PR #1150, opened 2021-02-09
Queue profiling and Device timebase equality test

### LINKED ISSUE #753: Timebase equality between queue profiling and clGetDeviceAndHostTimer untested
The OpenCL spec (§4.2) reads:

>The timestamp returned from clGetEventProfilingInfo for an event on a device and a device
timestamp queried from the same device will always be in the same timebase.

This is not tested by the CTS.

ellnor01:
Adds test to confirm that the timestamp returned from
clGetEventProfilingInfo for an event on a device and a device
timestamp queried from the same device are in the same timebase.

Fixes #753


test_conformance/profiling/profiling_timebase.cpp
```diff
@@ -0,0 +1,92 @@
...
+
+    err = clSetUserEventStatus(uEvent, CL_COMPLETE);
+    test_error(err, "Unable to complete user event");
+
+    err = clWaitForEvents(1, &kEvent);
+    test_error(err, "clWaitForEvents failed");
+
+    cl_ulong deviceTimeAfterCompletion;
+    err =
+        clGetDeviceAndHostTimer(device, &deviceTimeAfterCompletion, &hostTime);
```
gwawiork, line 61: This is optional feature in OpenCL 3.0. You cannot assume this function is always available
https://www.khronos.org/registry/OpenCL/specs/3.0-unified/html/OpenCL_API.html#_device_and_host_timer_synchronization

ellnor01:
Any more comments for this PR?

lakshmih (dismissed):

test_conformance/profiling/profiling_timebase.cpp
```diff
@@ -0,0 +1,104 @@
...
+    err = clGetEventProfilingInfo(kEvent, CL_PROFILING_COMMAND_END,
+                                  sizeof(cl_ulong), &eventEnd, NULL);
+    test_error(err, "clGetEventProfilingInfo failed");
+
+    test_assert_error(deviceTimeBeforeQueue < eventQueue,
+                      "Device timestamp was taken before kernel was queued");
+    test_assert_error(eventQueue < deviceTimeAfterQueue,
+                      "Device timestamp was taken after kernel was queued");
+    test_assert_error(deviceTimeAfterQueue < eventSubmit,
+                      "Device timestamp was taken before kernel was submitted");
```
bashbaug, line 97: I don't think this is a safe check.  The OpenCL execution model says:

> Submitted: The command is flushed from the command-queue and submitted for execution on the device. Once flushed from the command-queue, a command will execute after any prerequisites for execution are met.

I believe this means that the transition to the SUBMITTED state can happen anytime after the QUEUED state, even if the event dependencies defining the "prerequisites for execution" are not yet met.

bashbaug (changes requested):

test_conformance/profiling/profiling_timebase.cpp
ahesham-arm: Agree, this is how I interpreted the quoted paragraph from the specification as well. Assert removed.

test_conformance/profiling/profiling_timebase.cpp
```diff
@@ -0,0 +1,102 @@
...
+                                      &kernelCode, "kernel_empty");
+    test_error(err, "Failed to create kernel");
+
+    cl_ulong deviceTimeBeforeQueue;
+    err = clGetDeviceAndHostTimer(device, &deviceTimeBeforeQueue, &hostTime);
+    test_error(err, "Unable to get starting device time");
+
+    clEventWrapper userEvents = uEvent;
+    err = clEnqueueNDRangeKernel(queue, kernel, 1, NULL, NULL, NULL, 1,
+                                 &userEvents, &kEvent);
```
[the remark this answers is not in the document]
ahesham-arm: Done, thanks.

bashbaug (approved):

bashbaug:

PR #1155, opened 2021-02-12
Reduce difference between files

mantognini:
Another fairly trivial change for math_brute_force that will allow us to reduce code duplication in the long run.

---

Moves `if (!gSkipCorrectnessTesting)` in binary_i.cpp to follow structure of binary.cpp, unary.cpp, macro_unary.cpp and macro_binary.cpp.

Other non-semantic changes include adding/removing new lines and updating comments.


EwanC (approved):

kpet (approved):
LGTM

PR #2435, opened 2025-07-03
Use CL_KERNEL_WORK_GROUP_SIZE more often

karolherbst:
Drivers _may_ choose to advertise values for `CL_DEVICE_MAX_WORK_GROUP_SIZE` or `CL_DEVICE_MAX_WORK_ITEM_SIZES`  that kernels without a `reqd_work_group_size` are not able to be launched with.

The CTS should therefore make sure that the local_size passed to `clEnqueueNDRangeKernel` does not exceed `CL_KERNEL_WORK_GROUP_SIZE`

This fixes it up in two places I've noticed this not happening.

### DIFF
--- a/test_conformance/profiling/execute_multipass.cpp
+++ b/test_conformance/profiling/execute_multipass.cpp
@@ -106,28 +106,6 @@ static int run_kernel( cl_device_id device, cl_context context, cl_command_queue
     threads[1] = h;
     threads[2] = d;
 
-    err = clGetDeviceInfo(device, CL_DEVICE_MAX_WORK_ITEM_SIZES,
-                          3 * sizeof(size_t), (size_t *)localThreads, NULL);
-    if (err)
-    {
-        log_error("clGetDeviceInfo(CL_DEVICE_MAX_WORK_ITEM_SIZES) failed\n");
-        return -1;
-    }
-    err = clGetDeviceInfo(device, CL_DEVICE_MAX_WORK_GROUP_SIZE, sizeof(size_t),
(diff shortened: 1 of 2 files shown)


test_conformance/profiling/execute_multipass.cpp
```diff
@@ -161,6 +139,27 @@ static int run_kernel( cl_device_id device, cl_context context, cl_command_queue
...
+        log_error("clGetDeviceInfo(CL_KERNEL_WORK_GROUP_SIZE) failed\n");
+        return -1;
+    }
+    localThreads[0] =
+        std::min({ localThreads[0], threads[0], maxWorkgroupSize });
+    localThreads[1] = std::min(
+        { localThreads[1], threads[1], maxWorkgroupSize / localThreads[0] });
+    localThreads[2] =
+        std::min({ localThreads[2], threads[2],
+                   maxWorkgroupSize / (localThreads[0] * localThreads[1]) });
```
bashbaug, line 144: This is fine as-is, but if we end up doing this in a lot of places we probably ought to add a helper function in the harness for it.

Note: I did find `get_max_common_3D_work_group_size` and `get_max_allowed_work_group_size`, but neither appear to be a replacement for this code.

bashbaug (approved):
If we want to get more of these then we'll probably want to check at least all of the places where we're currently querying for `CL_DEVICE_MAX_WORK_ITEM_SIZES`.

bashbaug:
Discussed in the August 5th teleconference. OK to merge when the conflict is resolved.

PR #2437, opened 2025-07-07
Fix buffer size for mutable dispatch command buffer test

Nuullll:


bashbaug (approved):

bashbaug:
───
> WORK INSTRUCTION: All of the entries above should be transcribed exactly, line for line.

> EXERCISE ANSWER:
PR #1150, opened 2021-02-09
Queue profiling and Device timebase equality test

### LINKED ISSUE #753: Timebase equality between queue profiling and clGetDeviceAndHostTimer untested
The OpenCL spec (§4.2) reads:

>The timestamp returned from clGetEventProfilingInfo for an event on a device and a device
timestamp queried from the same device will always be in the same timebase.

This is not tested by the CTS.

ellnor01:
Adds test to confirm that the timestamp returned from
clGetEventProfilingInfo for an event on a device and a device
timestamp queried from the same device are in the same timebase.

Fixes #753


test_conformance/profiling/profiling_timebase.cpp
```diff
@@ -0,0 +1,92 @@
...
+
+    err = clSetUserEventStatus(uEvent, CL_COMPLETE);
+    test_error(err, "Unable to complete user event");
+
+    err = clWaitForEvents(1, &kEvent);
+    test_error(err, "clWaitForEvents failed");
+
+    cl_ulong deviceTimeAfterCompletion;
+    err =
+        clGetDeviceAndHostTimer(device, &deviceTimeAfterCompletion, &hostTime);
```
gwawiork, line 61: This is optional feature in OpenCL 3.0. You cannot assume this function is always available
https://www.khronos.org/registry/OpenCL/specs/3.0-unified/html/OpenCL_API.html#_device_and_host_timer_synchronization

ellnor01:
Any more comments for this PR?

lakshmih (dismissed):

test_conformance/profiling/profiling_timebase.cpp
```diff
@@ -0,0 +1,104 @@
...
+    err = clGetEventProfilingInfo(kEvent, CL_PROFILING_COMMAND_END,
+                                  sizeof(cl_ulong), &eventEnd, NULL);
+    test_error(err, "clGetEventProfilingInfo failed");
+
+    test_assert_error(deviceTimeBeforeQueue < eventQueue,
+                      "Device timestamp was taken before kernel was queued");
+    test_assert_error(eventQueue < deviceTimeAfterQueue,
+                      "Device timestamp was taken after kernel was queued");
+    test_assert_error(deviceTimeAfterQueue < eventSubmit,
+                      "Device timestamp was taken before kernel was submitted");
```
bashbaug, line 97: I don't think this is a safe check.  The OpenCL execution model says:

> Submitted: The command is flushed from the command-queue and submitted for execution on the device. Once flushed from the command-queue, a command will execute after any prerequisites for execution are met.

I believe this means that the transition to the SUBMITTED state can happen anytime after the QUEUED state, even if the event dependencies defining the "prerequisites for execution" are not yet met.

bashbaug (changes requested):

test_conformance/profiling/profiling_timebase.cpp
ahesham-arm: Agree, this is how I interpreted the quoted paragraph from the specification as well. Assert removed.

test_conformance/profiling/profiling_timebase.cpp
```diff
@@ -0,0 +1,102 @@
...
+                                      &kernelCode, "kernel_empty");
+    test_error(err, "Failed to create kernel");
+
+    cl_ulong deviceTimeBeforeQueue;
+    err = clGetDeviceAndHostTimer(device, &deviceTimeBeforeQueue, &hostTime);
+    test_error(err, "Unable to get starting device time");
+
+    clEventWrapper userEvents = uEvent;
+    err = clEnqueueNDRangeKernel(queue, kernel, 1, NULL, NULL, NULL, 1,
+                                 &userEvents, &kEvent);
```
[the remark this answers is not in the document]
ahesham-arm: Done, thanks.

bashbaug (approved):

bashbaug:

PR #1155, opened 2021-02-12
Reduce difference between files

mantognini:
Another fairly trivial change for math_brute_force that will allow us to reduce code duplication in the long run.

---

Moves `if (!gSkipCorrectnessTesting)` in binary_i.cpp to follow structure of binary.cpp, unary.cpp, macro_unary.cpp and macro_binary.cpp.

Other non-semantic changes include adding/removing new lines and updating comments.


EwanC (approved):

kpet (approved):
LGTM

PR #2435, opened 2025-07-03
Use CL_KERNEL_WORK_GROUP_SIZE more often

karolherbst:
Drivers _may_ choose to advertise values for `CL_DEVICE_MAX_WORK_GROUP_SIZE` or `CL_DEVICE_MAX_WORK_ITEM_SIZES`  that kernels without a `reqd_work_group_size` are not able to be launched with.

The CTS should therefore make sure that the local_size passed to `clEnqueueNDRangeKernel` does not exceed `CL_KERNEL_WORK_GROUP_SIZE`

This fixes it up in two places I've noticed this not happening.

### DIFF
--- a/test_conformance/profiling/execute_multipass.cpp
+++ b/test_conformance/profiling/execute_multipass.cpp
@@ -106,28 +106,6 @@ static int run_kernel( cl_device_id device, cl_context context, cl_command_queue
     threads[1] = h;
     threads[2] = d;
 
-    err = clGetDeviceInfo(device, CL_DEVICE_MAX_WORK_ITEM_SIZES,
-                          3 * sizeof(size_t), (size_t *)localThreads, NULL);
-    if (err)
-    {
-        log_error("clGetDeviceInfo(CL_DEVICE_MAX_WORK_ITEM_SIZES) failed\n");
-        return -1;
-    }
-    err = clGetDeviceInfo(device, CL_DEVICE_MAX_WORK_GROUP_SIZE, sizeof(size_t),
(diff shortened: 1 of 2 files shown)


test_conformance/profiling/execute_multipass.cpp
```diff
@@ -161,6 +139,27 @@ static int run_kernel( cl_device_id device, cl_context context, cl_command_queue
...
+        log_error("clGetDeviceInfo(CL_KERNEL_WORK_GROUP_SIZE) failed\n");
+        return -1;
+    }
+    localThreads[0] =
+        std::min({ localThreads[0], threads[0], maxWorkgroupSize });
+    localThreads[1] = std::min(
+        { localThreads[1], threads[1], maxWorkgroupSize / localThreads[0] });
+    localThreads[2] =
+        std::min({ localThreads[2], threads[2],
+                   maxWorkgroupSize / (localThreads[0] * localThreads[1]) });
```
bashbaug, line 144: This is fine as-is, but if we end up doing this in a lot of places we probably ought to add a helper function in the harness for it.

Note: I did find `get_max_common_3D_work_group_size` and `get_max_allowed_work_group_size`, but neither appear to be a replacement for this code.

bashbaug (approved):
If we want to get more of these then we'll probably want to check at least all of the places where we're currently querying for `CL_DEVICE_MAX_WORK_ITEM_SIZES`.

bashbaug:
Discussed in the August 5th teleconference. OK to merge when the conflict is resolved.

PR #2437, opened 2025-07-07
Fix buffer size for mutable dispatch command buffer test

Nuullll:


bashbaug (approved):

bashbaug:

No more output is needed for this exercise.